Wytwórnię fałszywych pieniędzy i dokumentów zlikwidowali policjanci z gdańskiego Centralnego Biura Śledczego. Udało się aresztować trzy osoby, wśród nich znalazł się „mózg” całego przedsięwzięcia. Z materiałów śledztwa wynika, że fałszywe pieniądze przeznaczone były na rynek europejski.

REKLAMA

W zlikwidowanej wytwórni znaleziono ogromne ilości przeróżnych wartościowych papierów: kilkadziesiąt tysięcy banknotów studolarowych i stumarkowych, tyle samo blankietów dowodów rejestracyjnych i praw jazdy. Zarekwirowano także spore ilości fałszywych dyplomów ukończenia szkół wyższych i średnich, fałszywych akcyz na alkohol, a także – co ciekawe – legitymacji kierowcy inwalidy. Odkryto też pieczęcie szkół średnich i uczelni wyższych z terenu całej Polski oraz komponenty do produkcji banknotów i dokumentów.

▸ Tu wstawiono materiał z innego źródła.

PR #84, opened 2016-10-26
Session 4 labs

charlesrobison:
Unable to finish


students/crobison/session04/file_lab.py
```diff
@@ -0,0 +1,47 @@
...
+for item in os.listdir(cwd):
+    print(cwd + "/" + item)
+
+# write a program which copies a file from a source, to a
+# destination (without using shutil, or the OS copy command)
+file = open('file_lab01.txt', 'r')
+file_text = file.read()
+file_new = open('file_lab02.txt', 'w')
+file_new.write(file_text)
+file.close()
```
PythonCHB: better to use "with" than have to close the file by hand.

students/crobison/session04/file_lab.py
```diff
@@ -0,0 +1,47 @@
...
+file_new.close()
+
+# advanced: make it work for any size file: i.e. don’t read
+# the entire contents of the file into memory at once.
+with open('file_lab01.txt','r') as r, open('file_lab02.txt', 'w') as w:
```
PythonCHB: perfect!

students/crobison/session04/file_lab.py
```diff
@@ -0,0 +1,47 @@
...
+    for line in r:
```
PythonCHB: this will only work for txt files -- but it is a fine solution in that case.

students/crobison/session04/file_lab.py
```diff
@@ -0,0 +1,47 @@
...
+        w.write(line)
+r.close()
```
PythonCHB: no need to call close() when you have used "with" -- at the end of the with block, the files are closed -- that is (most of) the point of with.

students/crobison/session04/file_lab.py
```diff
@@ -0,0 +1,47 @@
...
+
+# Write a little script that reads that file, and generates a list
+# of all the languages that have been used.
+languages = []
+with open('students_test.txt', 'r') as infile:
+    for line in infile:
+        if not ':' in line:
+            continue
+        for student, language in line.split(':'):
+            languages.append(language)
```
PythonCHB: there may be more than one language after the colon -- so you need to parse that our too.

students/crobison/session04/file_lab.py
```diff
@@ -0,0 +1,47 @@
...
+print(languages)
+# Getting value error:
+# ValueError: too many values to unpack (expected 2)
```
PythonCHB: that would happen if there were more than one colon on a line -- which I don't think there are, but maybe ??

to debug, you want to print each line you are processing, so you can see what line it fails on.

keep in mind that split() will return from one to any number of results. but you can pass an extra argument saying you want it to only spilt on the first one..

In [12]: s = "this: that: the other"

In [13]: s.split(":")
Out[13]: ['this', ' that', ' the other']

In [14]: s.split(":",maxsplit=1)
Out[14]: ['this', ' that: the other']

PR #87, opened 2016-10-30
Homework Review: File Lab, Exceptions Lab & Comprehensions Lab

pvosper:
Finished labs.


students/pvosper/session04/file_lab.py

Śledztwo w tej sprawie – prócz Centralnego Biura Śledczego – prowadziła także gdańska Prokuratura Okręgowa. Do pierwszego zatrzymania doszło w październiku 2000 r. w Gdańsku. Dotychczas aresztowano trzy osoby. Wśród aresztowanych jest 50-letni mężczyzna, który według prowadzących postępowanie, kierował całym przedsięwzięciem. Pierwsze fałszywe banknoty pochodzące z tej wytwórni wprowadzono do biegu przed rokiem. Z materiałów śledztwa wynika, że fałszywe pieniądze przeznaczone były na rynek europejski.